Das wird ja immer komplizierter.
Nicht das ich nächste Woche hier noch ein Lexika brauche um mitreden zu könne.
Dann doch lieber der Kameramann.


----------



## Gast1661893802 (6. Juni 2020)

sauerlandboy79 schrieb:


> Sorry wegen meiner mangelnden Fantasie. War noch nie ein sonderlich kreativer Mensch.


Ach was, Batze konsomiert nur die besseren Pilze und/oder ist im C&C Rausch. 

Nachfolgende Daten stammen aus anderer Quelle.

PR #803, opened 2012-01-29
by default JDatabaseMySQL::getTableColumns() second arguments is 'true',...

ghost:
... make it 'false' to get fields as expected


elkuku:
I also found this bug while playing with this class - Seems like a "won't fix" - see: #707 :(

chdemko:
There is an issue while trying to merge:

"Your merge target has changed since we cached the merge commit - try the merge again "

Could you update your branch to the current head?

ghost:
that's the problem. I can't do merge either ;(
What should i do?

chdemko:
@signotorez Could you please close this pull request and open a new one?

PR #804, opened 2012-01-29
PHP_EOL for prettier purpose

ghost:
adapted title ;)


realityking:
Do we really want this? Personally I think it's annoying to handle CR or CRLF files.

But this does make the code prettier ;)

ianmacl:
If we're going to change it I think I would rather see it changed in favour of detecting the encoding and adapting rather than depending on the OS's line endings which may or may not match the file.

chdemko:
@signotorez Any news on this (see ianmacl comment)?

ghost:
Not sure sir, like 'realityking' said prettier.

Das Problem ist das in den USA eh alles etwas wichtiger klingen muß als es ist:
Billion = Milliarde
Vacility Manager = Hausmeister
worlds best = wir haben etwas brauchbares
the meal was excellent/fantastic = das Essen war lecker/gut
... und und und ...

Insofern wird Kameramann schon prima passen.


----------



## Batze (6. Juni 2020)

Hey, also über meine private /nur zur Eigennutzung  Pilzanbauplantage etwas sagen ,könnte Negative Auswirkungen haben.


----------



## RedDragon20 (6. Juni 2020)

Enisra schrieb:


> [...]und nicht *batzig* reagieren


Der war gut.


----------



## MrFob (6. Juni 2020)

Naja, der Berufsname des Cinematographers macht mMn komplett Sinn.
Cinema: Wie Batze schon richtig geschrieben hat, aus dem griechischen kinema = Bewegung abgeleitet steht halt fuer das bewegte Bild des Films.
Der "Grapher", ist - auch aus dem griechischen - einfach der Schreiber.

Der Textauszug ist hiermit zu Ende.